Chemical sensors based on N-substituted polyaniline derivatives: reactivity and adsorption studies via electronic structure calculations.

Abstract

Conjugated organic polymers represent an important class of materials for varied technological applications including in active layers of chemical sensors. In this context, polyaniline (PANI) derivatives are promising candidates, mainly due to their high chemical stability, good processability, versatility of synthesis, polymerization, and doping, as well as relative low cost. In this study, electronic structure calculations were carried out for varied N-substituted PANI derivatives in order to investigate the potential sensory properties of these materials. The opto-electronic properties of nine distinct compounds were evaluated and discussed in terms of the employed substituents.
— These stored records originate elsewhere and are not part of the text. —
PR #48, opened 2020-11-03
utils: Add testLive

ravanelli:
Make testLive available in utils

### DIFF
--- a/vars/fcosKolaTestIso.groovy
+++ b/vars/fcosKolaTestIso.groovy
@@ -1,0 +1,46 @@
+// Run kola testiso
+// Available parameters:
+//     cosaDir:        string  -- cosa working directory
+//     extraArgs:      string  -- extra arguments to pass to `kola testiso`
+//     extraArgs4k:    string  -- extra arguments to pass to 4k `kola testiso`
+//     scenarios:      string  -- scenarios to pass to `kola testiso`
+//     scenarios4k:    string  -- scenarios to pass to `kola testiso`
+//     skipMetal4k:    boolean -- skip metal4k image
+def call(params = [:]) {
+    def cosaDir = utils.getCosaDir(params)
+    def extraArgs = params.get('extraArgs', "");
+    def extraArgs4k = params.get('extraArgs4k', "");
+    def scenarios = params.get('scenarios', "");
+    def scenarios4k = params.get('scenarios4k', "");
+
+    testIsoRuns = [:]
+    testIsoRuns["metal"] = {
+        try {
+            if (params['scenarios']) {
+                shwrap("cd ${cosaDir}  && kola testiso -S ${extraArgs} --scenarios ${scenarios} --output-dir tmp/kola-testiso-metal")
+            } else {
+                shwrap("cd ${cosaDir}  && kola testiso -S ${extraArgs} --output-dir tmp/kola-testiso-metal")
+            }
+        } finally {
+            shwrap("cd ${cosaDir} && tar -cf - tmp/kola-testiso-metal/ | xz -c9 > ${env.WORKSPACE}/kola-testiso-metal.tar.xz")
+        }
+    }
+    if (!params['skipMetal4k']) {
+        testIsoRuns["metal4k"] = {
+            try {
+                if (params['scenarios4k']) {
+                    shwrap("cd ${cosaDir} &&  kola testiso -S --qemu-native-4k ${extraArgs4k} --scenarios ${scenarios4k} --output-dir tmp/kola-testiso-metal4k")
+                } else {
+                    shwrap("cd ${cosaDir} &&  kola testiso -S --qemu-native-4k ${extraArgs4k} --output-dir tmp/kola-testiso-metal4k")
+                }
+            } finally {
+                shwrap("cd ${cosaDir} && tar -cf - tmp/kola-testiso-metal4k/ | xz -c9 > ${env.WORKSPACE}/kola-testiso-metal4k.tar.xz")
+            }
+        }
+    }
+    archiveArtifacts allowEmptyArchive: true, artifacts: 'kola-testiso*.tar.xz'
+
+    stage("Test Live Images") {
+        parallel(testIsoRuns)
+    }
+}


jlebon:
Let's make this its own custom step instead? E.g. `fcosKolaTestIso.groovy`?

(Eventually we should rename `fcosBuild()` to e.g. `cosaBuild()`, and `fcosKola()` to `kolaRun()` if we're going to use the library to build RHCOS too. Then this one would be `kolaTestIso()`.)

ravanelli:
@jlebon Thanks for the review again ;). 
Done, changed it to fcosKolaTestIso

vars/fcosKolaTestIso.groovy
```diff
@@ -0,0 +1,28 @@
...
+
+        try {
+            parallel metal: {
+                shwrap("cd ${cosaDir}  && env TMPDIR=\$(pwd)/tmp/ kola testiso -S ${extraArgs} --output-dir tmp/kola-testiso-metal")
+            }
+            if (!params['skipMetal4k']) {
+                metal4k: {
+                    shwrap("cd ${cosaDir} && env TMPDIR=\$(pwd)/tmp/ kola testiso -S ${extraArgs} --output-dir tmp/kola-testiso-metal4k")
+                }
+            }
```
jlebon, line 19: Hmm, I'm not sure if this works. I think you have to make a map first and conditionally add `metal4k` in that map, and then call `parallel` on the map. See in `fcosKola`.

vars/fcosKolaTestIso.groovy
```diff
@@ -0,0 +1,28 @@
...
+//     extraArgs:      string  -- extra arguments to pass to `kola testiso`
+//     skipMetal4k:    boolean -- skip metal4k image
+def call(params = [:]) {
+    stage("Test Live Images") {
+        def cosaDir = utils.getCosaDir(params)
+        def extraArgs = params.get('extraArgs', "");
+
+        try {
+            parallel metal: {
+                shwrap("cd ${cosaDir}  && env TMPDIR=\$(pwd)/tmp/ kola testiso -S ${extraArgs} --output-dir tmp/kola-testiso-metal")
```
jlebon, line 13: Why do we need the `TMPDIR` again?

vars/fcosKolaTestIso.groovy
ravanelli: I have tested it in both cases, using and not using the skipMetal4k.
Here is the output for it in Jenkins.

`[Pipeline] parallel
[Pipeline] { (Branch: metal)
[Pipeline] withEnv
[Pipeline] {
[Pipeline] sh
+ set -xeuo pipefail
++ umask
+ '[' 0022 = 0000 ']'
+ cd /srv
++ pwd
+ env TMPDIR=/srv/tmp/ kola testiso -S --output-dir tmp/kola-testiso-metal
Testing scenarios: [pxe-install iso-offline-install pxe-offline-install]
Successfully tested scenario pxe-install for 32.20201104.dev.0 on bios (metal)
Successfully tested scenario pxe-offline-install for 32.20201104.dev.0 on bios (metal)
Successfully tested scenario iso-offline-install for 32.20201104.dev.0 on bios (metal)
[Pipeline] }
[Pipeline] // withEnv
[Pipeline] }
[Pipeline] // parallel
[Pipeline] withEnv
[Pipeline] {
[Pipeline] sh
+ set -xeuo pipefail
++ umask
+ '[' 0022 = 0000 ']'
+ cd /srv
+ kola testiso -S --qemu-native-4k --no-pxe --output-dir tmp/kola-testiso-metal4k
Testing scenarios: [iso-offline-install]
Successfully tested scenario iso-offline-install for 32.20201104.dev.0 on uefi (metal4k)
[Pipeline] }
[Pipeline] // withEnv
[Pipeline] withEnv`

Anyway, I can make it using map as we have in `fcosKola`

vars/fcosKolaTestIso.groovy
ravanelli: Meh, looks in my tests we don't really need it at all indeed, checked the other CIs and they are not using it. I was trying to keep it as similar as possible from what we have in cosa ci for now.

vars/fcosKolaTestIso.groovy
jlebon: Hmm interesting that Jenkins doesn't error out on this. But anyway, I think what's it's actually doing there is just running the `metal` branch on its own and then running the `metal4k` code separately. Normally it would've printed something like this (compare with the output of an `fcosKola` run):

```
[Pipeline] parallel
[Pipeline] { (Branch: metal)
[Pipeline] { (Branch: metal4k)
```

`parallel` takes a map and here we're passing it a map with a single key (`metal`).

vars/fcosKolaTestIso.groovy
```diff
@@ -0,0 +1,34 @@
...
+        } finally {
+            shwrap("cd ${cosaDir} && tar -cf - tmp/kola-testiso-metal/ | xz -c9 > ${env.WORKSPACE}/kola-testiso-metal.tar.xz")
+        }
+    }
+    if (!params['skipMetal4k']) {
+        testIsoRuns["Metal4k"] = {
+            try {
+                shwrap("cd ${cosaDir} &&  kola testiso -S --qemu-native-4k ${extraArgs4k} --output-dir tmp/kola-testiso-metal4k")
+            } finally {
+                shwrap("cd ${cosaDir} && tar -cf - tmp/kola-testiso-metal4k/ | xz -c9 > ${env.WORKSPACE}/kola-testiso-metal4k.tar.xz")
```
jlebon, line 25: I think we need `--no-pxe` here since `kola testiso` doesn't support testing metal4k + PXE yet.

vars/fcosKolaTestIso.groovy
```diff
@@ -0,0 +1,34 @@
...
+//     extraArgs:      string  -- extra arguments to pass to `kola testiso`
+//     extraArgs4k:    string  -- extra arguments to pass to 4k `kola testiso`
+//     skipMetal4k:    boolean -- skip metal4k image
+def call(params = [:]) {
+    def cosaDir = utils.getCosaDir(params)
+    def extraArgs = params.get('extraArgs', "");
+    def extraArgs4k = params.get('extraArgs4k', "");
+
+    testIsoRuns = [:]
+    testIsoRuns["Metal"] = {
```
jlebon, line 13: Super minor: let's call the branches `metal` and `metal4k`? That matches the lowercase of `fcosKola`'s `run` and `run-upgrade`.

jlebon (approved):
A few minor nits, but LGTM overall!

vars/fcosKolaTestIso.groovy
ravanelli: I'm thinking to pass it as argument.
In RHCOs for example we have:
`kola testiso -S --qemu-native-4k --scenarios iso-install --output-dir tmp/kola-metal4k`
It will be more flexible, what do you think?

jlebon: Sure SGTM. Was thinking we could have a `scenarios` variable to make this nicer, but I think it's good anyway to have an `extraArgs` escape hatch. So we can add a `scenarios` var as well as a follow-up. (Or if you feel like it, feel free!)

jlebon:
Your PR here drove me to do https://github.com/coreos/coreos-ci-lib/pull/49.

ravanelli:
> Your PR here drove me to do #49.

@jlebon In this case we will have the Kola stage + run + run_upgrade stages. I was thinking in actually keep the branches and remove the stages run + run_updgrades, in this case we would have Kola stage and the rest inside it, since it is part of the Kola tests. For cosa and rhcos we don't have run + run_updgrade as stages, just Kola (QEMU). But I'm fine with that ;)

vars/fcosKolaTestIso.groovy
```diff
@@ -0,0 +1,46 @@
...
+    def scenarios4k = params.get('scenarios4k', "");
+
+    testIsoRuns = [:]
+    testIsoRuns["metal"] = {
+        try {
+            if (params['scenarios']) {
+                shwrap("cd ${cosaDir}  && kola testiso -S ${extraArgs} --scenarios ${scenarios} --output-dir tmp/kola-testiso-metal")
+            } else {
+                shwrap("cd ${cosaDir}  && kola testiso -S ${extraArgs} --output-dir tmp/kola-testiso-metal")
+            }
```
jlebon, line 23: I think we could simplify this by just have `--scenarios` be part of the `scenarios` variable if it's non-zero, but we can do that as a follow-up!

jlebon (approved):
Thanks a lot!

Preliminary reactivity studies were performed in order to identify adsorption centers on the oligomer structures via condensed-to-atoms Fukui indexes (CAFI). Finally, adsorption studies were carried out for selected derivatives considering five distinct gaseous analytes. The influence of the analytes on the oligomer properties were investigated via the evaluation of average binding energies and changes on the structural features, optical absorption spectra, frontier orbitals distribution, and total density of states in relation to the isolated oligomers. The obtained results indicate the derivatives PANI-NO2 and PANI-C6H5 as promising materials for the development of improved chemical sensors.